## Your goal
Find the line that contains "PR #3854, opened 2022-01-17". Output it and every line after it to the end of the records, exactly as they appear.

Records drawn from a dataset
PR #3831, opened 2021-12-26
A much more efficient approach to ranges.

specialunderwear:
I ~~might~~ did translate this approach to the range itself for selecting products.
The big improvement in this approach is that selecting the categories  and all their parent categories is now much faster.
This used to require a full category table scan and would become very inefficient with many categories.
It is now really really fast, effectively removing any performance penalty in the use of ranges.

### DIFF
--- a/src/oscar/apps/catalogue/expressions.py
+++ b/src/oscar/apps/catalogue/expressions.py
@@ -1,0 +1,34 @@
+from django.db.models.expressions import Subquery
+
+EXPAND_UPWARDS_CATEGORY_QUERY = """
+(SELECT "CATALOGUE_CATEGORY_JOIN"."id" FROM "catalogue_category" AS "CATALOGUE_CATEGORY_BASE"
+LEFT JOIN "catalogue_category" AS "CATALOGUE_CATEGORY_JOIN" ON (
+    "CATALOGUE_CATEGORY_BASE"."path" LIKE "CATALOGUE_CATEGORY_JOIN"."path" || '%%%%'
+    AND "CATALOGUE_CATEGORY_BASE"."depth" >= "CATALOGUE_CATEGORY_JOIN"."depth"
+)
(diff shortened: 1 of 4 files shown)


src/oscar/apps/offer/queryset.py
```diff
@@ -1,57 +1,64 @@
...
+            # child products are excluded from a range if either they are
+            # excluded, or their parent.
+            return ~(
+                models.Q(excluded_products=product)
+                | models.Q(excluded_products__id=product.parent_id)
+            )
+        return ~models.Q(excluded_products=product)
 
+    def _included_products_clause(self, product):
+        if product.structure == product.CHILD:
```
solarissmoke, line 25: We can use `if product.is_child` here which is more succint. Same for all these other methods.

src/oscar/apps/catalogue/expressions.py
```diff
@@ -0,0 +1,34 @@
+from django.db.models.expressions import Subquery
+
+EXPAND_UPWARDS_CATEGORY_QUERY = """
```
solarissmoke, line 3: Dare I even ask whether this works with MySQL? :stuck_out_tongue: I know we don't officially support it - just be prepared for some complaints anyway if it doesnt.

solarissmoke (changes requested):

src/oscar/apps/offer/queryset.py
specialunderwear: There is  1 problem with that, in historic models all non standard stuff like properties is not available. So if I change it to is_child I cannot use this queryset in datamigrations. That would be problematic in many cases.

src/oscar/apps/catalogue/expressions.py
specialunderwear: There is no reason this shouldn't work in MySQL, however I haven't tested it because I don;t use it and we don't support it.

solarissmoke (approved):

PR #3843, opened 2022-01-10
changed keyOrder to form.field_order

rafael-h-ferreira:
changed keyOrder to field_order because it doesn't exist anymore in django.

### DIFF
--- a/src/oscar/apps/customer/forms.py
+++ b/src/oscar/apps/customer/forms.py
@@ -311,7 +311,9 @@ if Profile:  # noqa (too complex (12))
                 self.fields[field_name].initial = getattr(user, field_name)
 
             # Ensure order of fields is email, user fields then profile fields
-            self.fields.keyOrder = user_field_names + profile_field_names
+            self.field_order = user_field_names + profile_field_names
+            self.order_fields(self.field_order)
+
 
         class Meta:
             model = Profile


src/oscar/apps/customer/forms.py
```diff
@@ -311,7 +311,9 @@ def __init__(self, user, *args, **kwargs):
                 self.fields[field_name].initial = getattr(user, field_name)
 
             # Ensure order of fields is email, user fields then profile fields
-            self.fields.keyOrder = user_field_names + profile_field_names
+            self.field_order = user_field_names + profile_field_names
```
solarissmoke, line 314: Could you clarify why we need to set `self.field_order` here? I feel like it's not necessary.

rafael-h-ferreira: Are you suggesting removing the line completely? Well, Django does have the field_order field in the BaseForm class and uses it for the obvious reasons (https://github.com/django/django/blob/456466d932830b096d39806e291fe23ec5ed38d5/django/forms/forms.py#L95). In my case, I was using a Profile class to add a language field along with the AUTH_PROFILE_MODULE setting and it crashed on that line. I think it's nice to keep the Django approach but the truth is , in my case, I don't need it. If anyone needs it, they can subclass UserAndProfileForm and implement it, true.

specialunderwear: I think you should set it to None, just like https://github.com/django/django/blob/456466d932830b096d39806e291fe23ec5ed38d5/django/forms/forms.py#L62 if it causes problems?

PR #3846, opened 2022-01-11
Upgrade to copy-props 2.0.5 in order to fix vulnerability CVE-2020-28503.

sasha0:


package.json
```diff
@@ -7,6 +7,7 @@
   "devDependencies": {
     "@fortawesome/fontawesome-free": "^5.15.4",
     "bootstrap": "^4.6.1",
+    "copy-props": ">=2.0.5",
```
solarissmoke, line 10: I don't think we should be adding this as an explicit dependency - should just be a case of updating the lock file, or updating the dependency that uses this.

PR #3854, opened 2022-01-17
Prevent non-browsable product index update

nakarinh14:


src/oscar/apps/search/search_indexes.py
```diff
@@ -106,3 +106,6 @@ def get_updated_field(self):
         Can be used to filter the query set when updating the index
         """
         return 'date_updated'
+
+    def should_update(self, instance, **kwargs):
+        return instance.is_public and not instance.is_child
```
specialunderwear, line 111: What is the reason you need to exclude these products from the index? I know you don't want these on the frontend, but you can just filter them out? For backend search application you still need them to be indexed.

viggo-devries:
@nakarinh14 thanks for this! I would really like to see a test which shows this didn't work before and proof that this code actually works!

specialunderwear (changes requested):
Please add a test demonstrating the issue

samar-hassan:
@nakarinh14 please add a test to indicate the problem

viggo-devries:
@nakarinh14 the index_queryset: return self.get_model().objects.browsable().order_by('-date_updated') should already take care of this right?

PR #3859, opened 2022-01-27
Extended Product Option:

SummerSeaSun:
- default: value that is shown as form initial data
- sequence: allow user sort of options
- help_text
- choices: new form field type show a select as result of comma separated input

Affect setup: host/dashboard/catalogue/option/ and product detail view.


solarissmoke:
I think the functionality you're aiming for is covered (with greater flexibility) in #3795, so I'm going to close this in favour of that PR. Thanks nonetheless for your efforts.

## Solution below
PR #3854, opened 2022-01-17
Prevent non-browsable product index update

nakarinh14:


src/oscar/apps/search/search_indexes.py
```diff
@@ -106,3 +106,6 @@ def get_updated_field(self):
         Can be used to filter the query set when updating the index
         """
         return 'date_updated'
+
+    def should_update(self, instance, **kwargs):
+        return instance.is_public and not instance.is_child
```
specialunderwear, line 111: What is the reason you need to exclude these products from the index? I know you don't want these on the frontend, but you can just filter them out? For backend search application you still need them to be indexed.

viggo-devries:
@nakarinh14 thanks for this! I would really like to see a test which shows this didn't work before and proof that this code actually works!

specialunderwear (changes requested):
Please add a test demonstrating the issue

samar-hassan:
@nakarinh14 please add a test to indicate the problem

viggo-devries:
@nakarinh14 the index_queryset: return self.get_model().objects.browsable().order_by('-date_updated') should already take care of this right?

PR #3859, opened 2022-01-27
Extended Product Option:

SummerSeaSun:
- default: value that is shown as form initial data
- sequence: allow user sort of options
- help_text
- choices: new form field type show a select as result of comma separated input

Affect setup: host/dashboard/catalogue/option/ and product detail view.


solarissmoke:
I think the functionality you're aiming for is covered (with greater flexibility) in #3795, so I'm going to close this in favour of that PR. Thanks nonetheless for your efforts.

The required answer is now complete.